As dificuldades de funcionamento do ‘elevador social’ nas escolas portuguesas começam logo no 1.º ciclo (1.º ao 4.º ano), onde os alunos oriundos de famílias com menos rendimentos, que beneficiam de apoio da Ação Social Escolar (ASE), começam cedo a marcar passo. Enquanto entre os alunos sem ASE, 94% conseguem concluir o 1.º ciclo nos quatro anos esperados, já entre os estudantes com ASE a percentagem desce para 87%, segundo os últimos dados conhecidos, relativos a 2023/2024, divulgados agora pela Direção-Geral de Estatísticas da Educação e Ciência (DGEEC). Indo ao pormenor, constata-se que entre os alunos com escalão A da ASE (os mais carenciados), os resultados são ainda piores e apenas 83% conclui o 1.º ciclo em quatro anos. Já no escalão B, a percentagem que termina sem reprovações é de 92%.
Ainda assim, em termos de evolução, os alunos com ASE melhoraram 2 pontos percentuais (p.p.) em relação a 2022/2023 e um total de 10 p.p. face a 2014/2015, conseguindo uma melhoria significativa numa década.
Em termos globais, dos 82 007 alunos que entraram para o 1.º ano em 2020/2021, 92% concluiu o 4.º ano em 2023/2024, no tempo esperado e sem chumbar. É um acréscimo de um p.p. face a 2022/2023 e de 11 (p.p.) numa década, em relação a 2014/2015.

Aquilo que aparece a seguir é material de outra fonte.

PR #1191, opened 2026-05-01
Add net10.0 and net10.0-windows10.0.17763.0 target frameworks to CommunityToolkit.Mvvm

Rolling2405:
## Summary

Adds 
et10.0 and 
et10.0-windows10.0.17763.0 to CommunityToolkit.Mvvm's TargetFrameworks, following the existing LTS-only shipping pattern (net8.0 LTS → net10.0 LTS, skipping net9.0 STS).

## Changes

- src/CommunityToolkit.Mvvm/CommunityToolkit.Mvvm.csproj: add 
et10.0;net10.0-windows10.0.17763.0 to TargetFrameworks
- 	ests/CommunityToolkit.Mvvm.Roslyn5000.UnitTests/: add 
et10.0 (was the only MVVM runtime test project missing it; all 408 tests pass)

## Why no other changes are needed

All Windows-conditional property groups use IsTargetFrameworkCompatible(..., 'net8.0-windows10.0.17763.0') which returns 	rue for 
et10.0-windows10.0.17763.0 automatically. All NET8_0_OR_GREATER symbols are true for net10.0, so no source code changes are required. The global.json already pins SDK 10.0.101, and CI uses global.json, so no CI changes are needed.

## Verification

Built locally with dotnet build src/CommunityToolkit.Mvvm/CommunityToolkit.Mvvm.csproj -warnaserror: **0 warnings, 0 errors**, with confirmed output for 
et10.0\CommunityToolkit.Mvvm.dll and 
et10.0-windows10.0.17763.0\CommunityToolkit.Mvvm.dll.

PR #1192, opened 2026-05-01
perf(CommunityToolkit.Mvvm): use System.Threading.Lock (NET9+) and FrozenDictionary (NET8+)

Rolling2405:
## Summary

This PR adds two targeted performance improvements to CommunityToolkit.Mvvm for projects targeting .NET 9+ or .NET 8+, guarded by #if NET9_0_OR_GREATER / #if NET8_0_OR_GREATER so all existing TFMs are completely unaffected.

---

### 1. \System.Threading.Lock\ for messenger lock fields (NET9+)

**Files changed:** \WeakReferenceMessenger.cs\, \StrongReferenceMessenger.cs\, \ConditionalWeakTable2{TKey,TValue}.ZeroAlloc.cs\

Both messengers previously used \lock (this.recipientsMap)\ — locking directly on the data-holding dictionary field. This PR introduces a dedicated \
ecipientsMapLock\ field (typed as \System.Threading.Lock\ on NET9+, \object\ on older targets) and redirects all lock sites to use it.

On .NET 9+, the C# 13 \lock\ statement automatically calls \Lock.EnterScope()\ instead of \Monitor.Enter\/\Monitor.Exit\, which:
- Avoids the atomic compare-exchange inside \Monitor.Enter\'s SyncBlock lookup
- Enables a truly non-blocking \TryEnter\ path (\WeakReferenceMessenger.CleanupWithNonBlockingLock\)
- Separates data ownership from synchronization semantics

\ConditionalWeakTable2\ uses a cross-method lock held across \GetEnumerator()\/\Enumerator.Dispose()\. Because \Lock.Scope\ is a \
ef struct\ it cannot span method boundaries, so this site uses \lockObject.Enter()\/\lockObject.Exit()\ directly with \#if\ guards (fixing the CS9216 boxing-of-Lock diagnostic).

\CommunityToolkit.Mvvm.csproj\ is updated to \LangVersion=13.0\ to enable the optimised lock statement. This mirrors the pattern already used in the Roslyn test projects (\Roslyn5000.UnitTests\ uses 14.0) and only affects this library project.

### 2. \FrozenDictionary\ for \ObservableValidator.DisplayNamesMap\ (NET8+)

**File changed:** \ObservableValidator.cs\

\DisplayNamesMap\ is a \ConditionalWeakTable<Type, Dictionary<string,string>>\ — the inner dictionary is built once per validated type via reflection, then only ever read. On NET8+, this PR changes the inner dictionary type to \FrozenDictionary<string,string>\:
- \FrozenDictionary\ generates a minimal perfect hash at creation time
- All subsequent \TryGetValue\ calls (on every validated property) use constant-time lookups with no collision chains
- The \ConditionalWeakTable\ wrapper handles lifetime correctly (\FrozenDictionary\ is a reference type ✅)

---

## Testing

All 408 tests in \CommunityToolkit.Mvvm.Roslyn5000.UnitTests\ pass on \
et10.0\:

\\\
Passed! - Failed: 0, Passed: 408, Skipped: 0, Total: 408
\\\

The \SourceGenerators.Roslyn5000.UnitTests\ project was intentionally not targeted — it has pre-existing failures on \
et10.0\ unrelated to this change (diagnostic text differences due to C# 14 defaults), as noted in PR #1191.

---

## Related

Companion to PR #1191 (net10.0 TFM addition). These improvements are meaningful regardless of that PR but are most impactful when the library is consumed on .NET 9/10.

### DIFF
--- a/src/CommunityToolkit.Mvvm/CommunityToolkit.Mvvm.csproj
+++ b/src/CommunityToolkit.Mvvm/CommunityToolkit.Mvvm.csproj
@@ -1,7 +1,7 @@
 <Project Sdk="Microsoft.NET.Sdk">
 
   <PropertyGroup>
-    <TargetFrameworks>netstandard2.0;netstandard2.1;net8.0;net8.0-windows10.0.17763.0</TargetFrameworks>
+    <TargetFrameworks>netstandard2.0;netstandard2.1;net8.0;net8.0-windows10.0.17763.0;net10.0;net10.0-windows10.0.17763.0</TargetFrameworks>
   </PropertyGroup>
 
   <!--
--- a/src/CommunityToolkit.Mvvm/CommunityToolkit.Mvvm.csproj
+++ b/src/CommunityToolkit.Mvvm/CommunityToolkit.Mvvm.csproj
@@ -2,6 +2,9 @@
 
   <PropertyGroup>
     <TargetFrameworks>netstandard2.0;netstandard2.1;net8.0;net8.0-windows10.0.17763.0;net10.0;net10.0-windows10.0.17763.0</TargetFrameworks>
+    <!-- C# 13 enables the optimized lock statement for System.Threading.Lock (NET9+), where
+         the compiler emits Lock.EnterScope() instead of Monitor.Enter/Exit for reduced overhead. -->
+    <LangVersion>13.0</LangVersion>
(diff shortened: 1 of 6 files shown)


Rolling2405:
@dotnet-policy-service agree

Um dado curioso é que, pela primeira vez, a percentagem de raparigas e rapazes a concluir o 1.º ciclo em quatro anos é a mesma (92%), com o sexo masculino a recuperar de uma desvantagem que era de 3 p.p. em 2014/2015. Este é um dado inédito no ensino básico e no secundário.
Por regiões, tal como sucede na maioria dos indicadores de Educação, o Norte apresenta melhores resultados, com 95% dos alunos a concluir o 1.º ciclo no tempo esperado em 2023/2024. Segue-se a região Centro, com 94%, Oeste e Vale do Tejo (92%), Península de Setúbal e Alentejo (ambos 90%), Grande Lisboa (89%) e Algarve (88%).
Numa análise mais fina por regiões NUTS III, os melhores resultados são no Alto Minho, com 97%, seguido de Ave, Cávado, e Tâmega e Sousa, todos com 96%. Já os piores resultados verificam-se no Baixo Alentejo (85%), Algarve (88%) e Grande Lisboa (89%).
Estrangeiros com mais dificuldades
Entre os alunos estrangeiros há maior dificuldade em concluir o 1.º ciclo no tempo esperado. Os piores resultados são entre os alunos oriundos da Índia e Bulgária, ambos com 18% de estudantes que não concluiu em 2023/2024 nos quatro anos e continuava matriculado. Seguem-se os alunos do Bangladesh (17%), Paquistão e Guiné-Bissau (15%), Síria e Irlanda (13%) e Marrocos (11%).